Recycling tour for Valley officials- learn new perspectives

County Commissioners and members of San Luis Valley’s recycling team attending a two-day tour to see first-hand how recycling gets done in southern Colorado.

The tour scheduled on May 30 and 31, represented a product of the San Luis Valley Waste Diversion Study presented to commissioners and other officials by the San Luis Valley Ecosystem Council (SLVEC) and Conejos Clean Water (CCW) non-profit agencies to expand and improve recycling services across the region. In order to plan for the future, on-site visits were intended to educate and inform local officials and business leaders on various operational practices currently in use, technical advancements in the recycling industry, market concerns, public cooperation, workforce, and the type of infrastructure and equipment needed to make it happen.

County leadership on the tour was represented by commissioners Helen Sigmond, Alamosa; Tim Lovato, Saguache; Scott Lamb, Mineral; and Linda DeHerrera, Conejos County’s Land Use administrator. Other participants included May Engquist, SLVEC board member; CCW’s Co-Director Anna Lee Vargas; and John Stump, project developer.

The event included guided walk-throughs of recycling facilities with service areas centered in Poncha Springs, Cañon City, Woodland Park, and the Bestway Material Recovery Facility (MRF) and its transfer operation in Colorado Springs. These facilities have invested extensively in the MRF systems and infrastructure to provide the final sorting, handling, and baling of materials ready for shipment to end markets and rely mainly on single-stream collection where different types of materials can be mixed together but eventually have to separated out to be sold to markets.

“This finally gave us a chance to understand what it meant to have an MRF operation which can separate just about anything you want out of a single-stream collection, and the design and function of transfer stations which supply the MRF,” said Chris Canaly, SLVEC director and organizer of the event.

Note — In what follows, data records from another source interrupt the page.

PR #3725, opened 2021-08-04
Chain Service reads process.env.NITRO_ADJUDICATOR_ADDRESS when constructed

lalexgap:
Read the `process.env.NITRO_ADJUDICATOR_ADDRESS` var when constructing the `chainService` instead of when the chain servic file is loaded.

This is to make testing more convenient. Previously you could inadvertently load the file before you had a chance to set `process.env.NITRO_ADJUDICATOR_ADDRESS` resulting in the `chain-service` using a `0x0000...`.

I ran into this with the stress test as the LoadNodes have references to the `ServerWallet` which has a reference to `ChainService`. This meant that `nitroAdjudicatorAddress` got set as soon as the LoadNode file was loaded before we had a chance to set the `process.env` vars.

### DIFF
--- a/packages/server-wallet/src/chain-service/chain-service.ts
+++ b/packages/server-wallet/src/chain-service/chain-service.ts
@@ -53,10 +53,6 @@ type AllocationUpdatedEvent = {
   ethersEvent: Event;
 } & AllocationUpdatedArg;
 
-/* eslint-disable no-process-env, */
-const nitroAdjudicatorAddress = makeAddress(
-  process.env.NITRO_ADJUDICATOR_ADDRESS || constants.AddressZero
-);
 export class ChainService implements ChainServiceInterface {
   private logger: Logger;
   private readonly ethWallet: NonceManager;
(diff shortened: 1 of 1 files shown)


lalexgap:
Without this change, this [PR](https://github.com/statechannels/statechannels/pull/3706) would fail on CI

andrewgordstewart:
Why doesn’t the chain service accept it as a constructor argument?

(this question feels like déjà vue — I thought the wallet did not need to read from process.env)

NiloCK:
This seems fishy to me! I think it makes sense for the address to be part of the the chain service's constructor, but for the purpose of this PR that may only be kicking the problem somewhere else.

What I'm more confused about is:

> This meant that `nitroAdjudicatorAddress` got set as soon as the LoadNode file was loaded **before we had a chance to set the process.env vars.**

aren't process.env values generally set before run-time?

lalexgap:
> Why doesn’t the chain service accept it as a constructor argument?

Would this mean that the `ServerWallet` would also accept the address as a constructor argument? Now that we only have 1 contract it might not be too painful. (Although it's going to touch a lot of files!).

I think ideally the contract addresses would get baked in at compile time (maybe per chain id). So if you use the wallet you just need to tell it what chain to use and not worry about contract addresses.

> (this question feels like déjà vue — I thought the wallet did not need to read from process.env)

I think that we stopped the wallet from being **configured** by process.env vars but we didn't consider contract addresses "configuration"?

lalexgap:
> This seems fishy to me! I think it makes sense for the address to be part of the the chain service's constructor, but for the purpose of this PR that may only be kicking the problem somewhere else.
> 
> What I'm more confused about is:
> 
> > This meant that `nitroAdjudicatorAddress` got set as soon as the LoadNode file was loaded **before we had a chance to set the process.env vars.**
> 
> aren't process.env values generally set before run-time?

We often set process env variables in a [test setup script](https://github.com/statechannels/statechannels/blob/ag/assert-db/packages/server-wallet/jest/chain-setup.ts#L50:L50) to set the contract addresses.

PR #3730, opened 2021-08-05
Remove sample load files

lalexgap:
😢


andrewgordstewart (approved):
✂️

(I'm happy to add these back in if there's clear demand!)

PR #3736, opened 2021-08-11
Compute claim effects and interactions test

geoknee:
https://ethereum.stackexchange.com/questions/26279/why-memory-arrays-are-unresizable


packages/nitro-protocol/contracts/MultiAssetHolder.sol
```diff
@@ -416,6 +416,12 @@ contract MultiAssetHolder is IMultiAssetHolder, StatusManager {
 
         uint256 targetSurplus = min(sourceSurplus, sourceAllocations[indexOfTargetInSource].amount);
 
+        require(
+            sourceAllocations[indexOfTargetInSource].allocationType ==
+                uint8(Outcome.AllocationType.guarantee),
+            'not a guarante allocation'
```
geoknee, line 422:
```suggestion
            'not a guarantee allocation'
```

packages/nitro-protocol/contracts/MultiAssetHolder.sol
```diff
@@ -416,6 +416,12 @@ contract MultiAssetHolder is IMultiAssetHolder, StatusManager {
...
+        );
```
NiloCK, line 423: This should probably live inside of `_apply_claim_checks`. I'm not sure about applying a 'suggestion' in the review that isn't in-line, but inserting:
```
require(
            sourceOutcome[sourceAssetIndex].allocations[targetAssetIndex].allocationType ==
                uint8(Outcome.AllocationType.guarantee),
            'not a guarantee allocation'
        );
```
in or around line 339 seems to work.

NiloCK (approved):
Looks great. Sorry for the delayed review.

packages/nitro-protocol/contracts/MultiAssetHolder.sol
geoknee: good shout! I had thought that at that early point in the flow we didn't yet have all the variables we needed unpacked. But... we do.

PR #3737, opened 2021-08-12
tweak comment

geoknee:


NiloCK (approved):
Would it be petty to complain about a typo in the branch name?

Issue #3672, opened 2021-07-22
check assets match in target and guarantor during claim


geoknee:
(on the pushOutcome-trunk branch #3624).

We should write a test that fails, first.

geoknee:
We also need to consider whether this fix needs to be applied to the exit-format repo, too!

NiloCK:
A little more context. Currently, the external `MultiAssetHolder.claim(...)` [function](https://github.com/statechannels/statechannels/blob/ea8f896b24658212f680e3a1664729065e556057/packages/nitro-protocol/contracts/MultiAssetHolder.sol#L134) receives an `assetIndex` uint from the caller, which it uses to:

- [pull](https://github.com/statechannels/statechannels/blob/ea8f896b24658212f680e3a1664729065e556057/packages/nitro-protocol/contracts/MultiAssetHolder.sol#L168) an individual `AssetOutcome`, the guarantee, out of the guarantor channel's outcome and decode it
- [determine](https://github.com/statechannels/statechannels/blob/ea8f896b24658212f680e3a1664729065e556057/packages/nitro-protocol/contracts/MultiAssetHolder.sol#L176) the asset in question
- [pull](https://github.com/statechannels/statechannels/blob/ea8f896b24658212f680e3a1664729065e556057/packages/nitro-protocol/contracts/MultiAssetHolder.sol#L195) an individual `AssetOutcome` out of the target channel's outcome, decode it, and then decode its list of `AllocationItems`

The determined asset, guarantee, and target Allocation are passed to the internal `_claim` function.

Potential issue is that there are no checks in place to confirm that the target channel's `outcome[assetIndex]` refers to the same determined asset as the guarantee, which opens up a potential attack vector where, say, a guarantee of USDT tokens is used to update the ETH allocation on a target channel.

PR #3740, opened 2021-08-13
Fix serious bug in `claim` and enhance sanity checks in gas benchmarking suite. 

geoknee:
The `claim` function uses an array called `payouts` (internally) to build up payouts for each of the destinations in the target channel at the supplied `indices`. We are not currently updating this array correctly in general: particularly in the case where the `guarantee` has an entry that is absent from the target outcome. Essentially, a different party gets the funds that should go to their rightful owner.

The change here decouples indexing of `payouts` from indexing of `indices`. `payouts` will always contain an entry for every allocation in the target, but many of them may be zero. 

### Changes
I discovered this bug through our gas benchmarking suite, but only in a very roundabout way, by running it against the exit format branch which has a non-buggy claim implementation and looking carefully at the gas consumption. On the base branch here, the guarantee in the benchmark is incorrectly ordered, but the bug in `claim` meant that Alice still recovered her funds. So the two problems cancelled each other out, making the problems hard to spot.

This is a good approach because it increases our test "depth" and "breadth" and fixes a critical security bug.

The new test infra will be useful for future refactor of `claim` (including the aforementioned exit format version). 

## How Has This Been Tested? 

 I have added some sanity check assertions into the gas benchmarking suite that would have caught this. I have also added some appropriate test cases to our unit testing suite.

- [x] Is it security related?

---
### Code quality
### Project management

### DIFF
--- a/packages/nitro-protocol/contracts/MultiAssetHolder.sol
+++ b/packages/nitro-protocol/contracts/MultiAssetHolder.sol
@@ -368,7 +368,7 @@ contract MultiAssetHolder is IMultiAssetHolder, StatusManager {
 
         for (uint256 j = 0; j < payouts.length; j++) {
             if (payouts[j] > 0) {
-                bytes32 destination = allocation[indices.length > 0 ? indices[j] : j].destination;
+                bytes32 destination = allocation[j].destination;
                 // storage updated BEFORE external contracts called (prevent reentrancy attacks)
                 if (_isExternalDestination(destination)) {
                     _transferAsset(asset, _bytes32ToAddress(destination), payouts[j]);
@@ -398,7 +398,7 @@ contract MultiAssetHolder is IMultiAssetHolder, StatusManager {
     {
         // `indices == []` means "pay out to all"
         // Note: by initializing payouts to be an array of fixed length, its entries are initialized to be `0`
-        payouts = new uint256[](indices.length > 0 ? indices.length : allocation.length);
+        payouts = new uint256[](allocation.length);
         totalPayouts = 0;
         allocatesOnlyZeros = true; // switched to false if there is an item remaining with amount > 0
         uint256 surplus = initialHoldings; // tracks funds available during calculation
@@ -430,14 +430,14 @@ contract MultiAssetHolder is IMultiAssetHolder, StatusManager {
                         // reduce the new allocationItem.amount
                         newAllocation[i].amount -= affordsForDestination;
                         // increase the relevant payout
-                        payouts[k] += affordsForDestination;
+                        payouts[i] += affordsForDestination;
                         totalPayouts += affordsForDestination;
+                        // move on to the next supplied index
+                        ++k;
                     }
                     break; // start again with the next guarantee destination
                 }
             }
-            // move on to the next supplied index
-            ++k;
         }
 
         for (uint256 i = 0; i < allocation.length; i++) {
--- a/packages/nitro-protocol/contracts/MultiAssetHolder.sol
+++ b/packages/nitro-protocol/contracts/MultiAssetHolder.sol
@@ -432,12 +432,12 @@ contract MultiAssetHolder is IMultiAssetHolder, StatusManager {
                         // increase the relevant payout
                         payouts[k] += affordsForDestination;
                         totalPayouts += affordsForDestination;
-                        // move on to the next supplied index
-                        ++k;
                     }
                     break; // start again with the next guarantee destination
                 }
             }
+            // move on to the next supplied index
+            ++k;
         }
 
         for (uint256 i = 0; i < allocation.length; i++) {
--- a/packages/nitro-protocol/gas-benchmarks/benchmark.test.ts
+++ b/packages/nitro-protocol/gas-benchmarks/benchmark.test.ts
@@ -1,3 +1,4 @@
+import {constants} from 'ethers';
 import {encodeOutcome} from '../src';
 import {MAGIC_ADDRESS_INDICATING_ETH} from '../src/transactions';
 
@@ -10,9 +11,12 @@ import {
   LforG,
   G,
   J,
+  Alice,
+  Ingrid,
+  Bob,
 } from './fixtures';
 import {gasRequiredTo} from './gas';
-import {nitroAdjudicator, token} from './vanillaSetup';
+import {nitroAdjudicator, provider, token} from './vanillaSetup';
 
 /**
  * Ensures the supplied asset holder always has a nonzero token balance.
@@ -186,7 +190,7 @@ describe('Consumes the expected gas for sad-path exits', () => {
     ).toEqual(gasRequiredTo.ETHexitSadLedgerFunded.vanillaNitro.total);
   });
 
-  it(`when exiting a virtual funded (with ETH) channel`, async () => {
+  it.only(`when exiting a virtual funded (with ETH) channel`, async () => {
     // begin setup
     await (
       await nitroAdjudicator.deposit(MAGIC_ADDRESS_INDICATING_ETH, LforG.channelId, 0, 10, {
@@ -234,6 +238,7 @@ describe('Consumes the expected gas for sad-path exits', () => {
     ]);
     // end wait
     // challenge L,G,J,X + timeout ⬛ -> (L) -> (G) -> (J) -> (X) -> 👩
+    await logEthHoldingsAndBalances();
     await expect(
       await nitroAdjudicator.transferAllAssets(
         LforG.channelId,
@@ -242,6 +247,7 @@ describe('Consumes the expected gas for sad-path exits', () => {
       )
     ).toConsumeGas(gasRequiredTo.ETHexitSadVirtualFunded.vanillaNitro.transferAllAssetsL);
     // transferAllAssetsL  ⬛ --------> (G) -> (J) -> (X) -> 👩
+    await logEthHoldingsAndBalances();
     await expect(
       await nitroAdjudicator.claim(
         0,
@@ -253,6 +259,7 @@ describe('Consumes the expected gas for sad-path exits', () => {
         [] // meaning "all"
       )
     ).toConsumeGas(gasRequiredTo.ETHexitSadVirtualFunded.vanillaNitro.claimG);
+    await logEthHoldingsAndBalances();
     // claimG                      ⬛ ----------------------> (X) -> 👩
     await expect(
       await nitroAdjudicator.transferAllAssets(
@@ -270,5 +277,37 @@ describe('Consumes the expected gas for sad-path exits', () => {
         (a, b) => a + b
       ) - gasRequiredTo.ETHexitSadVirtualFunded.vanillaNitro.total
     ).toEqual(gasRequiredTo.ETHexitSadVirtualFunded.vanillaNitro.total);
+
+    await logEthHoldingsAndBalances();
   });
 });
+
+async function logEthHoldingsAndBalances() {
+  const internalDestinations = {
+    LforG: LforG.channelId,
+    G: G.channelId,
+    J: J.channelId,
+    X: X.channelId,
+  };
+  const externalDestinations = {
+    Alice: Alice.address,
+    Bob: Bob.address,
+    Ingrid: Ingrid.address,
+  };
+
+  const results = {};
+  await Promise.all([
+    ...Object.keys(internalDestinations).map(
+      async key =>
+        (results[key] = await nitroAdjudicator.holdings(
+          constants.AddressZero,
+          internalDestinations[key]
+        ))
+    ),
+    ...Object.keys(externalDestinations).map(
+      async key => (results[key] = await provider.getBalance(externalDestinations[key]))
+    ),
+  ]);
+  Object.keys(results).map(key => (results[key] = results[key].toNumber()));
+  console.log(results);
+}
--- a/packages/nitro-protocol/gas-benchmarks/benchmark.test.ts
+++ b/packages/nitro-protocol/gas-benchmarks/benchmark.test.ts
@@ -1,4 +1,5 @@
 import {constants} from 'ethers';
+
 import {encodeOutcome} from '../src';
 import {MAGIC_ADDRESS_INDICATING_ETH} from '../src/transactions';
 
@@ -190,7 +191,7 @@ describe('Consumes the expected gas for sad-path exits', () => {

A trend in the industry for single-stream has increased recycling participation by shifting most of the burden of sorting recyclables to the MRF operator, but this presents the added burden in the recovery process to ensure a minimum of contamination acceptable to end markets. Due in part to contamination issues, China as the dominant end market for cardboard, paper products, and other recyclables has cut off trade in recyclables, and the industry is adjusting to slower turnover and finding new marketing channels for its products.

More attention is also being placed on finding local end markets, or “closed loop” systems for materials which eliminates the high cost of transportation, and this is being done at one establishment in Cañon City which converts office paper to cellulose.